They do have a 'fusty' scent, but that is all. And little owl pellets are almost pretty because the wing cases of the beetles they eat make them shimmer.

Bird pellets actually have an important function inside bird nests. Owls, kestrels and even kingfishers, for instance, break up their pellets to line the floor of their nests with.

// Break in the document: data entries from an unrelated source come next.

PR #1941, opened 2018-09-24
adding new REST endpoint getTodaysAnnotation

mbc32:
Hi,
I have created a new REST endpoint that would be useful in our automated monitoring of apollo annotation. It returns the genes updated in the last 24 hour. I have added this code to AnnotationEditorController and AnnotationEditorService please advice if there is a better place.

Regards,
Mikkel Christensen

### DIFF
--- a/grails-app/controllers/org/bbop/apollo/AnnotationEditorController.groovy
+++ b/grails-app/controllers/org/bbop/apollo/AnnotationEditorController.groovy
@@ -992,21 +992,28 @@ class AnnotationEditorController extends AbstractApolloController implements Ann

Kingfisher pellets are one of my favourite pellets to examine. Roughly the size of a large peanut, they are made up of individual tiny fish scales and fine fish bones and are exceptionally fragile and fine.

Kingfishers nest in tunnels dug deep into riverbanks and these underground chambers are inherently damp. There is also nowhere for faeces of the developing chicks to drain to and so the pellets help to absorb all the wet and smelly poo.

In fact, a female kingfisher will not lay her eggs until she has built up a soft layer of pellets for them to rest on.

As soon as one of the other kingfishers in the nest, say the male or a chick, coughs up a pellet, the female quickly and deftly shreds it with her long sharp beak. Interestingly, it seems it is only the female that does this.

Pellets also play a key role in supporting wider eco-systems. For example, as the detritus of owl pellets builds up in an owl nest it will attract flies, which in turn attracts spiders for smaller birds to eat.

Of particular interest is the white shouldered clothes moth, which, attracted by the indigested fur of voles, lays up to 200 eggs at a time on the pellet of a bird of prey.

The larvae that develop then eat the animal fur and feather inside the pellet. While many of these larvae will reach maturity, others become a life-saving food source for hungry birds over winter.

I often see tree creepers and wrens digging out larvae from the floor of my owl and kestrel boxes. They also eek out pupae from the crevices on the sides of the boxes, which I made from natural tree stumps.

It’s amazing to witness the circle of life provided by bird pellets. Who would think that these ugly clumps of regurgitated bones and fur could hold such treasure?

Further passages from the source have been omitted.